ReNt A PaInTeR said:


>


Lol.


----------



## kdpaint (Aug 14, 2010)

I like Natura a lot. I like the way it applies and looks. No smell whatsoever....none at all. It's a great selling point.


----------



## Damon T (Nov 22, 2008)

Unusual choice of colors for a nursery. Cool gig. Now that Ultra Spec is so good and so affordable we haven't used the Natura in quite a while. I agree it is a great paint though. Covers similar to Aura. But then I think most of the gennex paints do.


----------



## South-FL-Painter (Jan 17, 2012)

Monstertruck said:


> How on earth did the crew get any work done with that great view? Interesting colors! Would be cool to see what it looks like when the giraffes are done.
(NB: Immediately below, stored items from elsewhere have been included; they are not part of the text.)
Issue #1547, opened 2026-08-20
[data QA] PHerc0139 w045/w046 duplicate substantially the same traced surface


nerln:
I found one cross-segment duplicate in the published tifxyz catalog:

- PHerc0139/20260126000000-w045_2026012619
- PHerc0139/20260325000000-w046_20260325

After a four-cell grid alignment, their valid masks are identical and 89,503 of
109,823 vertices (81.4975%) are bit-identical in x, y and z float32 values. The
remaining 20,320 vertices form one connected region. Their published ink maps,
aligned independently, correlate at r=0.810 over 10.3 Mpx; adjacent controls are
+0.008 and -0.051.

A geometry scan of the 19 August public catalog covered 188 surfaces and 5,142
ordered pairs. This is the only pair classified as duplicate by the declared
rule in that snapshot: coincident fraction 0.818, versus 0.127 for the largest
non-duplicate anywhere else (0.006 for the next consecutive pair on PHerc0139).

The nominal w046→w047 gap measures like a two-sheet step. As supporting evidence,
the published m7 surface-prediction model has a distinct interior response on
85/86 rays in the released manifest's 40–55 voxel subset, versus 2/28 for a
one-sheet control and 94/95 and 102/102 for two-sheet controls. I treat that as
model evidence, not physical ground truth; this was not preregistered.

Reproduction, manifests, tests and machine-readable results:
https://github.com/nerln/vesuvius-ladder

The compact duplicate check downloads about 8 MB and verifies every asset by
size and SHA-256. The end-to-end ray command validates 361 Zarr chunks
(112,892,827 bytes); a clean-cache run regenerated the committed JSON
byte-for-byte (SHA-256 13733677d4901e9c33277e7e8ab2c84aba1e4af4de6a8efd0eefc799fee470ea).

Suggested actions:

1. verify and, if appropriate, quarantine or annotate w046 and its derived
   renders/ink outputs;
2. verify whether a distinct winding 46 needs tracing;
3. consider recording coincidence magnitude in vc_seg_add_overlap, which
   currently reports this pair among ordinary overlaps without distinguishing it.

Known limits: the 29.9 cm² repeated-area figure in the report is an estimate
(repeated-cell fraction × reported w046 area), not direct area integration. The
whole-corpus snapshot does not vendor all 188 inputs; the two PHerc0139 headline
experiments are asset-pinned.

Agentic-use disclosure: I used OpenAI Codex agentically for investigation,
[...]

PR #1578, opened 2026-08-23
Add quantitative pair reports to vc_seg_add_overlap

TAUIL-Abd-Elilah:
**In one sentence:** Adds an optional JSON report showing how much of each source surface lies within the existing overlap tolerance of each target.

**One real example:** On the pinned original PHerc0139 w044-w047 TIFXYZ files, w045->w046 measured 83.51% and w046->w045 measured 83.47%; the largest preregistered adjacent control was 2.31%.

The earlier #1547 figures use nearest-vertex distance; this report uses `vc_seg_add_overlap`'s existing point-to-triangle test, which also increases control coverage, so the percentages are not directly comparable.

**Before:** `vc_seg_add_overlap` only wrote a boolean-style overlap list. All six pairs in this four-window set were listed, so the unusual w045/w046 pair looked like an ordinary small contact.

**After this PR:** `--report-json PATH` writes matched and queried point counts plus directed coverage fractions while leaving the default output and `overlapping.json` behavior unchanged.

**Proof:** The thresholds were [posted before the run](https://github.com/ScrollPrize/villa/issues/1547#issuecomment-5386343015). The [immutable replay](https://github.com/TAUIL-Abd-Elilah/vesuvius-repro/tree/a2565599772605901ec515d75ba0cb7dd918f335/evidence/villa-1547) passed every gate: 36.07x positive/control separation, byte-identical reports with 1 and 4 workers, and byte-identical legacy output with and without the report.

Directed PHerc0139 source-point coverage: the w045/w046 pair is about 83.5% in both directions; adjacent controls are at most 2.31%

All code-relevant GitHub checks pass: https://github.com/ScrollPrize/villa/actions/runs/32646992978

**Why / where this is useful:** It lets surface reviewers distinguish broad near-duplication from incidental contact before accepting data for downstream training or analysis.

## Details

- Uses the existing 2-unit point-to-target-triangle test and stride-1 target index.
- Counts every queried source point only when `--report-json` is requested; the default fast path is unchanged.
- Emits stable relative paths and deterministic output across worker counts.
- Omits zero-hit rows and states that zero and self pairs are excluded.
- Rejects output paths that alias source data and deduplicates canonical directory aliases.
- Adds focused metric and CLI tests for real output behavior, synthetic geometry, worker determinism, legacy compatibility, and invalid inputs.

Addresses #1547.

### DIFF
--- a/volume-cartographer/apps/src/vc_seg_add_overlap.cpp
+++ b/volume-cartographer/apps/src/vc_seg_add_overlap.cpp
@@ -1,6 +1,8 @@
 #include "vc/core/util/QuadSurface.hpp"
 #include "vc/core/util/SurfacePatchIndex.hpp"
 
+#include "vc_seg_add_overlap_metrics.hpp"
+
 #include <algorithm>
 #include <atomic>
 #include <chrono>
@@ -8,6 +10,7 @@
 #include <cstdlib>
 #include <exception>
 #include <filesystem>
+#include <fstream>
 #include <iomanip>
 #include <iostream>
 #include <limits>
@@ -32,6 +35,7 @@ constexpr float kOverlapTolerance = 2.0f;
 struct TargetInfo {
     std::string key;
     std::string id;
+    std::string relativePath;
     fs::path path;
 };
 
@@ -39,7 +43,10 @@ struct SourceScanResult {
     fs::path sourcePath;
     std::string sourceKey;
     std::string sourceId;
+    std::string sourceRelativePath;
     std::vector<std::pair<std::string, std::string>> hits;
+    std::map<std::string, size_t> matchedPointsByTarget;
+    size_t validPoints = 0;
     size_t queriedPoints = 0;
 };
 
@@ -48,6 +55,7 @@ struct Config {
     fs::path sourceRoot;
     size_t requestedWorkers = 0;
     size_t pointStride = 1;
+    fs::path reportPath;
     bool help = false;
 };
 
@@ -62,6 +70,60 @@ std::string canonical_key(const fs::path& path)
         p = path;
     }
     return p.lexically_normal().generic_string();
+}
+
+std::string relative_report_path(const fs::path& path, const fs::path& root)
+{
+    std::error_code ec;
+    fs::path relative = fs::relative(path, root, ec);
+    if (ec) {
+        return path.filename().generic_string();
+    }
+    const std::string value = relative.lexically_normal().generic_string();
+    return value.empty() ? "." : value;
+}
+
+void validate_report_path(const fs::path& reportPath,
+                          const std::vector<fs::path>& targetDirs,
+                          const std::vector<fs::path>& sourceDirs)
+{
+    if (reportPath.empty()) {
+        return;
+    }
+
+    fs::path parent = reportPath.parent_path();
+    if (parent.empty()) {
+        parent = fs::current_path();
+    }
+    std::error_code ec;
+    if (!fs::is_directory(parent, ec) || ec) {
+        throw std::runtime_error(
+            "Report parent is not a directory: " + parent.string());
+    }
+
+    const std::string reportKey = canonical_key(reportPath);
+    auto rejectAlias = [&](const fs::path& dir) {
+        for (const char* name : {
+                 "meta.json", "x.tif", "y.tif", "z.tif", "overlapping.json"}) {
+            const fs::path dataPath = dir / name;
+            std::error_code equivalentEc;
+            const bool equivalent = fs::exists(reportPath, equivalentEc) &&
+                !equivalentEc &&
+                fs::equivalent(reportPath, dataPath, equivalentEc) &&
+                !equivalentEc;
+            if (canonical_key(dataPath) == reportKey || equivalent) {
+                throw std::runtime_error(
+                    "Report path would overwrite surface data: " +
+                    reportPath.string());
+            }
+        }
+    };
+    for (const fs::path& dir : targetDirs) {
+        rejectAlias(dir);
+    }
+    for (const fs::path& dir : sourceDirs) {
+        rejectAlias(dir);
+    }
 }
 
 bool is_tifxyz_dir(const fs::path& dir)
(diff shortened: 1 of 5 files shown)


Bullo27:
Independently reproduced the pre-registered replay on `ee5aa5bc8`. **Every figure matches to the digit, and all six gates pass.** I also chased down why these numbers differ from the ones in #1547, since that's the first thing a reviewer will trip on.

**Inputs are the same bytes you pinned.** Re-fetched all 16 `tifxyz_original` files for w044–w047 from the public bucket: **16/16 SHA-256 match** nerln's `data_manifest.json`, so the live catalog is unchanged since the 19 Aug snapshot.

**Pre-registered gates** (from your comment posted *before* the run):

| | mine | yours | gate | |
|---|---|---|---|---|
| w045→w046 | 83.5126% | 83.5126% | >75% | PASS |
| w046→w045 | 83.4661% | 83.4661% | >75% | PASS |
| largest adjacent control | 2.3137% | 2.3137% | <5% | PASS |
| separation | 36.07× | 36.07× | >15× | PASS |

Determinism, on my own runs rather than re-stated:

```
report, 1 worker vs 4 workers      -> byte-identical (sha 6a5b6ef621762945)
overlapping.json, with vs without --report-json -> identical for all four windows
```

`ctest`: **153/153 passed**, including the two new tests (`test_seg_add_overlap_metrics`, `test_seg_add_overlap_cli`).

Full directed set for reference — 12 pairs, 438,181 queried points:

```
w045 -> w046   83.5126%   91716/109823      w044 -> w045    2.1704%
w046 -> w045   83.4661%   91665/109823      w045 -> w044    2.3137%
w046 -> w044    1.6517%                     w046 -> w047    0.4316%
w047 -> w045    0.4942%                     w047 -> w046    0.5108%
w045 -> w047    0.4152%                     w044 -> w046    1.5753%
w047 -> w044    0.0018%                     w044 -> w047    0.0009%
```

**Reconciling with #1547 — worth stating in the PR, because the numbers look contradictory otherwise.** nerln's pinned `within_2` expectations are w045→w046 **81.9819%**, w044→w045 **0.0263%**, w046→w047 **0.0100%**. Your tool reports 83.5126%, 2.1704%, 0.4316% for the same pairs and the same tolerance.

I measured the cause rather than guessing: recomputing with **nearest-vertex** distance instead of point-to-triangle reproduces nerln's three numbers exactly —

```
pair          vertex(mine)   triangle(#1578)   nerln within_2
w045->w046      81.9819%         83.5126%         81.9819%
w044->w045       0.0263%          2.1704%          0.0263%
w046->w047       0.0100%          0.4316%          0.0100%
```

So both are right and they measure different things, exactly as your metric block says (`euclidean point-to-target-triangle`). Since point-to-triangle ≤ point-to-nearest-vertex, triangle coverage must be the larger of the two, and it is.

The part I'd flag: **the triangle metric lifts the controls far more than the positives** — the duplicate pair moves +1.5 points (81.98→83.51), while the adjacent control moves 82× (0.026→2.17). Separation therefore falls from ~3,100× under nearest-vertex to 36× here. Still decisive, but anyone carrying the #1547 intuition over will expect a thousand-fold gap and find a thirty-fold one. A line in the report or the PR text naming the metric difference would save that confusion.

---
*Verification by Claude (AI agent) on behalf of @Bullo27. All figures measured on this machine against `ee5aa5bc8`; the vertex-vs-triangle comparison is my own computation, not restated from either thread.*

nerln:
Thanks. The vertex-vs-triangle reconciliation is right, and confirmed in source: ladder's within_2 is nearest-vertex distance (cKDTree.query in check_duplicate.py), so point-to-triangle reading higher everywhere is expected. Naming the metric in the #1578 report text sounds right.

@TAUIL-Abd-Elilah: no overlap on our side. The ladder pins at 7ae4dff are the right ones. I'll take a look at #1578. If a pinned-snapshot manifest helps your CI, ladder's data_manifest.json is stable.

nerln:
Reviewed the diff. This addresses #1547 as reported, and the parts I checked are sound.

What I verified by reading the source:

- **The metric names its own definition in the output.** `directed_source_point_surface_coverage`, defined in the report as `matched_source_points / queried_source_points`, and the computation matches that string exactly — `queried_source_points` is the sampled count the fraction divides by. A number that carries its own definition is worth a lot here, because the pair reports will be read months later by someone who did not run them.
- **Sampling is a fixed stride and the stride is recorded** in `parameters.point_stride`, so a report is exactly reproducible from its own contents rather than from the command that produced it.
- **The invariants throw rather than clamp**: `matched > queried` and `queried > valid` both raise, and a zero denominator yields 0.0 instead of a NaN that would propagate silently into a summary.
- **Directory symlinks within a collection are de-duplicated by canonical path**, which is what stops one physical segment being counted twice and coverage exceeding 1.
- **`--report-json` refuses to write over surface data** (`meta.json`, `x/y/z.tif`, `overlapping.json`), checked both by canonical key and by `fs::equivalent`.

One suggestion, not a blocker: with a stride above 1 the coverage fraction is an estimate of the whole-surface figure. The report already carries everything a reader needs to see that (`valid_source_points`, `queried_source_points`, the stride), so the remaining gap is only that nothing states how stable the estimate is across strides. A single line in the PR description — the same pair at stride 1, 2 and 4 — would let a reviewer accept the default without having to reason about it.

I did not build or run this; the above is a source read of the diff at its current head.

TAUIL-Abd-Elilah:
@nerln Thanks 
I ran the requested sensitivity check on the same pinned `w045 -> w046` pair at `ee5aa5bc8`:

| point stride | matched / queried | coverage |
|---:|---:|---:|
| 1 | 91,716 / 109,823 | 83.5126% |
| 2 | 45,861 / 54,912 | 83.5173% |
| 4 | 22,940 / 27,456 | 83.5519% |

The full spread is **0.0393 percentage points**. This pair is therefore stable across the tested sampling strides; stride 1 remains the default.

nerln:
Recomputed all three: 91,716/109,823 = 83.5126%, 45,861/54,912 = 83.5173%, 22,940/27,456 = 83.5519%, spread 0.0393 pp. That settles the stride question — the coverage figure is a property of the pair, not of the sampling, and stride 1 as default costs nothing.

From my side as the author of #1547 this is complete: the pair I reported is measured, the metric carries its own definition in the output, the stride is recorded in the report, and the invariants raise rather than truncate. Nothing further is outstanding for me.

- [x] I personally recomputed the three coverage figures above.

hendrikschilling:
Looks good, update and resolve the conflicts then we can merge it.

TAUIL-Abd-Elilah:
Rebuilt on current main — this had gone conflicting.

The only conflict was `core/test/CMakeLists.txt`: #1729 added an `if(TARGET vc_render_tifxyz)` block between this branch's two insertion points. Both sets of additions are kept, upstream's logging test and this branch's two test registrations, and I checked no upstream line was dropped in the resolution. The other four files were untouched by main since May, so the PR diff is still the same five files.

Still happy to split this if the size is what's holding it up — the metrics header plus its unit test stands alone without the CLI contract test.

I asked her to send me some pics when done.I will update the thread if she does.


----------



## South-FL-Painter (Jan 17, 2012)

scottjr said:


> Looks good. Is that dolphin blue?


No its fairy tale blue


----------



## TJ Paint (Jun 18, 2009)

South-FL-Painter said:


> No its fairy tale blue


Its like living in a fairy tale when using natura...


----------



## TJ Paint (Jun 18, 2009)

Just 597 more of these jems and sean will be happy


----------



## RH (Sep 7, 2010)

TJ Paint said:


> Just 597 more of these jems and sean will be happy


That's what it's all about.


----------



## South-FL-Painter (Jan 17, 2012)

Is it true that bm is the only company that has a true 0voc colorants? I heard that some time ago,that other companies like sw has 0 voc paint but once you mix the color its no more 0voc because colorants they use is not 0voc


----------



## TJ Paint (Jun 18, 2009)

South-FL-Painter said:


> Is it true that bm is the only company that has a true 0voc colorants? I heard that some time ago,that other companies like sw has 0 voc paint but once you mix the color its no more 0voc because colorants they use is not 0voc


Sw has zero voc tints now.


----------



## South-FL-Painter (Jan 17, 2012)

TJ Paint said:


> Sw has zero voc tints now.


I asked my sw guy at the local store and he said "I'm not gonna lie to you" our colorants has voc's,he further said that there is sw stores that does 0 voc tints but it is still in testing.we are in south florida so you can expect anything here


----------



## Toolnut (Nov 23, 2012)

Isn't Natura being phased out or is that wrong info?


----------



## TJ Paint (Jun 18, 2009)

South-FL-Painter said:


> I asked my sw guy at the local store and he said "I'm not gonna lie to you" our colorants has voc's,he further said that there is sw stores that does 0 voc tints but it is still in testing.we are in south florida so you can expect anything here


Yeah. Maybe my manager is lying. Although I know they are using acrylics by the way the paint feels. 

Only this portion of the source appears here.